Neno memandang wajah Rian. Seputih kertas. Dia tak sadar, sudah hampir dua tahun, sekarang dia sudah lebih tinggi daripada Rian. Padahal dulu Rian sering mengempit Neno di ketiaknya jika mereka sedang bercanda. Uni meringis. Tampak jelas kedua celah lebar di antara gigi-gigi Uni. Dulu Uni begitu manis. Menurut Neno, Uni adalah anak paling manis di kampung mereka. Sekarang wajahnya tak berona, matanya kuyu, dan rambutnya tanpa kilau. Tidak, Neno tidak mau meninggalkan ibunya. Tetapi Neno juga tak mau berakhir di sini, di tempat yang dingin dan luas ini, tak ada lampu jalan, hanya sinar pucat rembulan yang menerangi. Dan Neno tahu, begitu dia berakhir di tempat ini, sampai kapan pun dia takkan bisa keluar.

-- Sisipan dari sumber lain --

PR #10420, opened 2026-09-01
curate: Add Hearing Loss Autosomal Dominant 76 (MONDO:0032917, PLS1)

### LINKED ISSUE #10401: Curate hearing loss, autosomal dominant 76 (MONDO:0032917)
Curate a dismech entry for **hearing loss, autosomal dominant 76 (DFNA76)** ([MONDO:0032917](https://monarchinitiative.org/MONDO:0032917)) — *PLS1* (plastin 1 / fimbrin) variants; an actin-bundling protein of the stereocilia core, so the mechanism is bundle architecture rather than transduction or synaptic function.

Nothing anywhere in `kb/` mentions PLS1 and no file carries this MONDO term — a clean start.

"Baiklah. Aku akan pergi sekarang juga. Tapi aku mau kalian berjanji, jika terjadi sesuatu kepada ibu, cari aku sekuat tenaga kalian. Entah bagaimana caranya, tapi cari aku." Kata Neno kepada Rian dan Uni.

Rian dan Uni saling memandang.

"Boleh, tapi kau juga harus berjanji. Jangan pernah kembali kemari, kecuali kalau kami yang memanggilmu. Kau juga harus berjanji, berjuanglah sekuat tenaga untuk tetap hidup. Jangan pernah menyerah." Tegas Rian.

Neno mengangguk kuat. Tatapannya memantulkan tekadnya untuk sekuat tenaga menepati janjinya.

"Dan cari dokter gigi," celetuk Uni.

Mereka bertiga tertawa terkikik-kikik. Di bawah sinar rembulan, di tengah dinginnya malam, ketiga anak itu berjanji dengan menyentuhkan ibu jari mereka, seperti yang dulu selalu mereka lakukan. Kemudian Neno membalikkan tubuhnya. Dengan diikuti tatapan Rian dan Uni, dia berlari kencang menembus ilalang yang menutupi sebagian besar jalan setapak. Di kanan-kirinya, deretan nisan berbaris, seperti pagar betis yang menghantar kepergian Neno ke luar area pemakaman umum, menuju kehidupan baru. Kehidupan yang dia tak tahu akan seperti apa.

Rian dan Uni tersenyum puas. Akhirnya, mereka berhasil meyakinkan Neno untuk pergi. Harus malam ini, tidak bisa ditunda lagi. Karena Rian dan Uni, dari alam tempat mereka berdiam, tahu apa yang akan segera terjadi di rumah. Rian dan Uni sudah melihat bakal adik mereka, kecil bersemayam di perut ibu. Neno belum tahu. Kalau dia tahu, dia pasti takkan mau pergi. Dan jika dia tidak pergi, Rian dan Uni tahu bahwa dia akan segera bergabung dengan mereka.